- **Available records**
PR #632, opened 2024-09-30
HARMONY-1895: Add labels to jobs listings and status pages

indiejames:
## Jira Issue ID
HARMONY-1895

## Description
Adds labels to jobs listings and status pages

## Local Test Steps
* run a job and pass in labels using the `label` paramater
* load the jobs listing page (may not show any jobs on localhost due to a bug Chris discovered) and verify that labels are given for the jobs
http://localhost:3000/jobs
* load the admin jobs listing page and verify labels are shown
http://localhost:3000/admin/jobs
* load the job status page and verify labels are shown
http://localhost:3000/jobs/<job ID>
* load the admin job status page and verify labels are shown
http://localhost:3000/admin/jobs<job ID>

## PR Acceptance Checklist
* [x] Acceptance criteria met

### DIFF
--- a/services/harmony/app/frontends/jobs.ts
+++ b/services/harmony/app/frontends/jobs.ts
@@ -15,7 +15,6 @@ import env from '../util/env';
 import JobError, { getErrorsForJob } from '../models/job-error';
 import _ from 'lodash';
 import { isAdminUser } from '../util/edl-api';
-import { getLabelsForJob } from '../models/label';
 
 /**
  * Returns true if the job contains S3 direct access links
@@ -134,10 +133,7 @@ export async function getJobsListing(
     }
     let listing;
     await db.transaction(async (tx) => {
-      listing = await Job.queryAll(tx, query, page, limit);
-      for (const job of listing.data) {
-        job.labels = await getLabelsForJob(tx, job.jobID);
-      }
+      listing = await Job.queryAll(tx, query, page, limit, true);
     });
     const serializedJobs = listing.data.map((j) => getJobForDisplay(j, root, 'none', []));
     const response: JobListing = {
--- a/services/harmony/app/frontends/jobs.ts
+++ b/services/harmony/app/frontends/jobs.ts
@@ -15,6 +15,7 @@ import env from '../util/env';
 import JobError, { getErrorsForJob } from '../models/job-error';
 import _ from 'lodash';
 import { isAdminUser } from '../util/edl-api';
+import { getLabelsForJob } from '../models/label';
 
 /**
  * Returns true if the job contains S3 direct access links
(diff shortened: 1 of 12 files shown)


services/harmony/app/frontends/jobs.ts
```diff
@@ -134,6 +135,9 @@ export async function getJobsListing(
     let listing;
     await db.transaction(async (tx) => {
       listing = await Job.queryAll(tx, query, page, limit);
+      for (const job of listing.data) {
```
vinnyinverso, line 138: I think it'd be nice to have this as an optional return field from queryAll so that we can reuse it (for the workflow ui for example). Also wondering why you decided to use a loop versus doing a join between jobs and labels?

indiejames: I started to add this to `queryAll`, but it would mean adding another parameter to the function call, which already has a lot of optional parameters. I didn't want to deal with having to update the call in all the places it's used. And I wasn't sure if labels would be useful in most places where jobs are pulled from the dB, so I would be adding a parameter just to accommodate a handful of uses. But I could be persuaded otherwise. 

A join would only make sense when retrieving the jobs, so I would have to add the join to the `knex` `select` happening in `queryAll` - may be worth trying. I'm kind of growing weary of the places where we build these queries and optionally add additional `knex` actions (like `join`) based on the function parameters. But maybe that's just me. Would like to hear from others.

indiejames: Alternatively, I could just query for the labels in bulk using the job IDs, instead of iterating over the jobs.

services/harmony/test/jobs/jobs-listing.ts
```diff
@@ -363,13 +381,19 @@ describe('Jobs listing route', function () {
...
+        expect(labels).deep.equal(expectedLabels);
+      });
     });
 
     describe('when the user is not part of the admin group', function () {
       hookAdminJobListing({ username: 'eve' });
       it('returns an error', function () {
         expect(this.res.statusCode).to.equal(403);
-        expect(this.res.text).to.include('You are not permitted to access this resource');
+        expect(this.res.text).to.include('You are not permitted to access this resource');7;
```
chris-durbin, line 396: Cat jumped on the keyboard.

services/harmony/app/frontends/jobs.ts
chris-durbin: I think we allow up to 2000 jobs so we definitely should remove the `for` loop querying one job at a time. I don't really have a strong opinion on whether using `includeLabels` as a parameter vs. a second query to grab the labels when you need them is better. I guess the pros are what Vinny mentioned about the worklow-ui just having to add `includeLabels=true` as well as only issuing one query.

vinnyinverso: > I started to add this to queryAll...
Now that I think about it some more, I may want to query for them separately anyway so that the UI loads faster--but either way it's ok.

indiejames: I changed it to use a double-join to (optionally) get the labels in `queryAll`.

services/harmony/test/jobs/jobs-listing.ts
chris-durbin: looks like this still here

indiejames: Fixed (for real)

- **About this exercise**
Could you write out, exactly as given, the lines from the one holding "vinnyinverso: > I" through the end of the listing, and nothing else?

- **Finished exercise**
vinnyinverso: > I started to add this to queryAll...
Now that I think about it some more, I may want to query for them separately anyway so that the UI loads faster--but either way it's ok.

indiejames: I changed it to use a double-join to (optionally) get the labels in `queryAll`.

services/harmony/test/jobs/jobs-listing.ts
chris-durbin: looks like this still here

indiejames: Fixed (for real)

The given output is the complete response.